> ABOUT THIS TASK:
Search the data for the word "before". Reproduce every line where it is found.
[DATA TO USE Boundary: Start]
PR #3272, opened 2017-11-02
Fixes #3269 Changes in search paths are not automatically noticed by the analyzer

### LINKED ISSUE #3269: Changes in search paths are not automatically noticed by the analyzer
We need to set up file watchers on search paths and reset the analyzer whenever the contents change.

zooba:
Fixes #3269 Changes in search paths are not automatically noticed by the analyzer
Adds file watcher for search paths in the IDE. The notifications flow into the analyzer and cause it to rescan search paths as necessary.

### DIFF
--- a/Python/Product/PythonTools/PythonTools/SearchPathManager.cs
+++ b/Python/Product/PythonTools/PythonTools/SearchPathManager.cs
@@ -17,13 +17,48 @@
 using System;
 using System.Collections.Generic;
 using System.Linq;
+using System.Threading;
 using Microsoft.PythonTools.Infrastructure;
+using Microsoft.VisualStudio;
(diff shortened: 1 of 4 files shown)


Python/Product/PythonTools/PythonTools/SearchPathManager.cs
```diff
@@ -17,14 +17,49 @@
...
+        public void Dispose() {
+            Dispose(true);
+            GC.SuppressFinalize(this);
+        }
+
+        ~SearchPathManager() {
+            Dispose(false);
+        }
+
+        protected void Dispose(bool disposing) {
```
int19h: `virtual` (otherwise the Dispose pattern doesn't really make sense)

zooba:
This might be worth backporting to 15.5

PR #3275, opened 2017-11-03
LEGO: Pull request from lego/hb_839_20171103084157355 to master

csigs:
LEGO: Pull request from lego/hb_839_20171103084157355 to master with localized lcls


huguesv:
There's one string that I noticed (the coverage.py one) whose translation is deleted in PTB/RUS/TRK.

zooba:
Let's assume that it will come back before we need to release.

At some point we need to go through the product ourselves in every language and check every string, since the loc team won't do that anymore... not looking forward to that...

PR #3280, opened 2017-11-03
Fixes #3248 and #3269 for v3.2.1

### LINKED ISSUE #3248: Intellisense fails to scrape modules from other projects
Upgraded to VS2017 15.4.2 today, was pleased that error highlighting has been fixed. However, modules still fail to import from other projects.

Steps to reproduce: 
-  Install VS2017 15.4.2 with Python Support
-  Create new solution with project inside (here, its called PythonApplication1)
-  Create another project in the solution (here, its called other_module), with other_project.py inside.
-  Add to PythonApplication1's _Search Paths_ the directory of other_module.
-  Attempt to import other module.
-  Observe failure of Intellisense to recognize other_module.
-  Refreshing DB does nothing. Adding other_module to _References_ does nothing.

Screenshots of various behaviors observed:

Importing modules from other projects was supported at one time, so I assume this is a bug. I still have one computer with VS2017 _15.3_ on it, everything works great in that version.

Here is the gist of the python tools diagnostic
[https://gist.github.com/joseortiz3/def9d14386aa82ec176401d88cff1013](https://gist.github.com/joseortiz3/def9d14386aa82ec176401d88cff1013)

My setup: Anaconda 5.0.0, Python 3.6, VS2017 Community install with Python Tools option without optional Python 3.6

zooba:
Fixes #3248 and #3269 for v3.2.1.
Merges other changes from 3.2

### DIFF
--- a/Python/Setup/signlayout.proj
+++ b/Python/Setup/signlayout.proj
@@ -124,8 +124,6 @@
 
   <Target Name="_UpdateLayoutWithSignedBinaries"
           DependsOnTargets="_GetBinariesInLayout"
-          Inputs="%(_BinariesToCopy.FullPath)"
-          Outputs="%(_BinariesToCopy.TargetPath)"
           AfterTargets="SignFiles">
     <Copy SourceFiles="%(_BinariesToCopy.FullPath)" DestinationFiles="%(_BinariesToCopy.TargetPath)" />
   </Target>
--- a/Python/Product/Analysis/Interpreter/Ast/AstAnalysisWalker.cs
+++ b/Python/Product/Analysis/Interpreter/Ast/AstAnalysisWalker.cs
@@ -30,7 +30,8 @@ namespace Microsoft.PythonTools.Interpreter.Ast {
 
         private readonly List<AstAnalysisFunctionWalker> _postWalkers;
 
-        private IMember _noneInst;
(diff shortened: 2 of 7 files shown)


Python/Setup/signlayout.proj
```diff
@@ -124,8 +124,6 @@
 
   <Target Name="_UpdateLayoutWithSignedBinaries"
           DependsOnTargets="_GetBinariesInLayout"
```
huguesv: What are those removals? They are still in master.

Python/Setup/signlayout.proj
```diff
@@ -124,8 +124,6 @@
...
-          Inputs="%(_BinariesToCopy.FullPath)"
-          Outputs="%(_BinariesToCopy.TargetPath)"
           AfterTargets="SignFiles">
```
huguesv: I mean here

Python/Setup/signlayout.proj
zooba: Yeah, we should remove them from master as well. Just haven't ported it that far forward yet.

Removing these means that when the signed files come back with a modified date earlier than the originals (which happened to me yesterday), we will still overwrite the originals. Otherwise, we end up with unsigned files in the bundle.

PR #3281, opened 2017-11-03
Fixes breakpoints on first and last line

### LINKED ISSUE #3270: Breakpoint on first line is not hit
New Python application
```
print('hello world')
print('hello world')
```
Put breakpoint on line 1 and start debugging.
Result: no break

Put breakpoint on line 2 and start debugging.
Result: break on line 2

~9 tests in DebugProjectUITests are failing due to this.

huguesv:
Fix #3270 

Also fixes EnumModules test.

### DIFF
--- a/Python/Product/Debugger/Debugger/PythonProcess.cs
+++ b/Python/Product/Debugger/Debugger/PythonProcess.cs
@@ -492,9 +492,14 @@ namespace Microsoft.PythonTools.Debugger {
             var ast = GetAst(filename);
             int len = 0;
             if (ast != null) {
-                int start = ast.LocationToIndex(new SourceLocation(line, 1));
-                int end = ast.LocationToIndex(new SourceLocation(line, int.MaxValue));
-                len = end - start;
+                try {
+                    int start = ast.LocationToIndex(new SourceLocation(line, 1));
+                    int end = ast.LocationToIndex(new SourceLocation(line, int.MaxValue));
+                    len = end - start;
+                } catch (OverflowException) {
+                    // This happens when we request the end of the last line
+                    len = 0;
+                }
             }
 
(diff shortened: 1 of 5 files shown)


huguesv:
image

Python/Product/Debugger/Debugger/PythonProcess.cs
```diff
@@ -492,9 +492,14 @@ public PythonProcess(PythonLanguageVersion languageVersion, string exe, string a
...
             if (ast != null) {
-                int start = ast.LocationToIndex(new SourceLocation(line, 1));
-                int end = ast.LocationToIndex(new SourceLocation(line, int.MaxValue));
-                len = end - start;
+                try {
+                    int start = ast.LocationToIndex(new SourceLocation(line, 1));
+                    int end = ast.LocationToIndex(new SourceLocation(line, int.MaxValue));
+                    len = end - start;
+                } catch (OverflowException) {
+                    // This happens when we request the end of the last line
```
zooba: Can we handle this in `LocationToIndex` rather than here? I'd rather get a sensible return value for requesting the end of the line (I assume that's where the error is coming from - the `end - start` bit ought to be fine)

huguesv: What's a sensible value in that case? -1 ?

zooba: And to be clear, I'd rather detect it with comparisons before doing arithmetic than just doing it and catching the exception.

zooba: The very last index of the file.

huguesv:
I ran most non-ui tests and although some are failing they don't appear to be regressions from my changes.

PR #3296, opened 2017-11-06
Reduce the amount of text in test output

huguesv:
Capture output and only print it if there's a test failure.

This eliminates most output from attach tests and debugger tests.

I can do something similar (separately) for analysis tests if this looks ok.

### DIFF
--- a/Python/Product/Ipc.Json/DebugTextWriter.cs
+++ b/Python/Product/Ipc.Json/DebugTextWriter.cs
@@ -14,48 +14,25 @@
 // See the Apache Version 2.0 License for specific language governing
 // permissions and limitations under the License.
 
-using System;
 using System.Diagnostics;
 using System.IO;
 using System.Text;
 
 namespace Microsoft.PythonTools.Ipc.Json {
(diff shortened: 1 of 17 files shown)


zooba:
LGTM, but would like to see @int19h's opinion as well in case he has any better ideas or tricks.

Python/Product/Ipc.Json/DebugTextWriter.cs
```diff
@@ -0,0 +1,61 @@
...
+
+        public override long Seek(long offset, SeekOrigin origin) {
+            throw new NotImplementedException();
+        }
+
+        public override void SetLength(long value) {
+            throw new NotImplementedException();
+        }
+
+        public override void Write(byte[] buffer, int offset, int count) {
```
int19h: In theory, this might get a partial write that is not valid UTF-8 (e.g. one or the other boundary is in the middle of an encoded character). I think it would be better to ditch the stream, and just implement this logic in the writer instead, since you're getting Unicode text there.

huguesv:
Thanks @int19h, I made the change.

PR #3305, opened 2017-11-08
Reduce test output for AstAnalysisTests

huguesv:
Also some test fixes

CodeFlow may be better at showing the actual changes - most lines just have increased indentation

Edit: I can confirm that CodeFlow is much better for this one

### DIFF
--- a/Python/Tests/Analysis/AstAnalysisTests.cs
+++ b/Python/Tests/Analysis/AstAnalysisTests.cs
@@ -17,6 +17,7 @@
 using System;
 using System.Collections.Generic;
 using System.Diagnostics;
+using System.Globalization;
 using System.IO;
 using System.Linq;
 using System.Threading;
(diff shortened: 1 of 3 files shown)


Python/Tests/Analysis/AstAnalysisTests.cs
```diff
@@ -399,37 +445,43 @@ public class AstAnalysisTests {
...
-                foreach (var err in errors) {
-                    Console.WriteLine(err);
-                }
-                Assert.AreEqual(0, errors.Count(), "Parse errors occurred");
+                try {
+                    var fact = (AstPythonInterpreterFactory)analysis.Analyzer.InterpreterFactory;
+                    var interp = (AstPythonInterpreter)analysis.Analyzer.Interpreter;
+
+                    var mod = interp.ImportModule(interp.BuiltinModuleName);
+                    // TODO: CreateAnalysis specifies UseExistingCache = false,
```
huguesv: If printing this is important, I can save it and print it out in cleanup if test fails. If not important, I can delete the code.

zooba: Yeah, we want this if the test fails.

Python/Tests/Analysis/AstAnalysisTests.cs
```diff
@@ -399,37 +445,43 @@ public class AstAnalysisTests {
...
-                foreach (BuiltinTypeId v in Enum.GetValues(typeof(BuiltinTypeId))) {
-                    var type = interp.GetBuiltinType(v);
-                    Assert.IsNotNull(type, v.ToString());
-                    Assert.IsInstanceOfType(type, typeof(AstPythonBuiltinType), $"Did not find {v}");
-                }
+                    // Ensure we can get all the builtin types
+                    foreach (BuiltinTypeId v in Enum.GetValues(typeof(BuiltinTypeId))) {
+                        var type = interp.GetBuiltinType(v);
+                        Assert.IsNotNull(type, v.ToString());
+                        Assert.IsInstanceOfType(type, typeof(AstPythonType), $"Did not find {v}");
```
zooba: If the type is not `AstPythonBuiltinType`, the test should fail.

Python/Tests/Analysis/AstAnalysisTests.cs
zooba: The `ImportModule` call above generates this file.

PR #3557, opened 2018-01-12
Adds tests for the experimental debugger

karthiknadig:


Python/Tests/DebuggerUITests/DebugProjectUITests.cs
```diff
@@ -40,202 +41,263 @@ public class DebugProjectUITests {
...
 
         /// <summary>
         /// Tests using a custom interpreter path that is relative
         /// </summary>
-        public void DebugPythonCustomInterpreter(VisualStudioApp app, DotNotWaitOnNormalExit optionSetter) {
-            var sln = app.CopyProjectForTest(@"TestData\RelativeInterpreterPath.sln");
-            var project = app.OpenProject(sln, "Program.py");
-            var interpreterPath = Path.Combine(PathUtils.GetParent(sln), "Interpreter.exe");
-            File.Copy(PythonPaths.Python27.InterpreterPath, interpreterPath, true);
+        public void DebugPythonCustomInterpreter(VisualStudioApp app, bool useVsCodeDebugger, DotNotWaitOnNormalExit optionSetter) {
```
int19h: Is the `optionSetter` argument actually used anywhere? It doesn't look like it was, even before the change. Ditto in other methods here.

Maybe get rid of that class altogether, if this was the only place where it was used?

huguesv: Test runner inspects the method parameters, creates an instance of that class and passes it in. After execution, it casts to IDisposable and calls Dispose on it. So it's used, but you don't see the code.

Python/Tests/DebuggerUITests/DebugProjectUITests.cs
```diff
@@ -835,6 +1068,21 @@ public class DotNotWaitOnNormalExit : PythonDebuggingGeneralOptionsSetter {
             Assert.AreEqual(mode, app.Dte.Debugger.CurrentMode);
         }
 
+        internal static void KillPythonProcess(TimeSpan delay) {
+            // This is needed as a workaround for the bug https://github.com/Microsoft/PTVS/issues/3547. In these tests we did not use
+            // ProcessScope, because there were cases where the test would time out before ProcessScope.Dispose was called. We needed this
+            // to make it easier to test the actual functnality of the experimental debugger.
+            HashSet<int> alreadyRunning = new HashSet<int>(System.Diagnostics.Process.GetProcessesByName("python").Select(p => p.Id));
```
huguesv: np: could have used `var alreadyRunning`, and `functnality` typo above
[DATA TO USE Boundary: End]
> WRITTEN RESPONSE:
Let's assume that it will come back before we need to release.
zooba: And to be clear, I'd rather detect it with comparisons before doing arithmetic than just doing it and catching the exception.
int19h: Is the `optionSetter` argument actually used anywhere? It doesn't look like it was, even before the change. Ditto in other methods here.
+            // ProcessScope, because there were cases where the test would time out before ProcessScope.Dispose was called. We needed this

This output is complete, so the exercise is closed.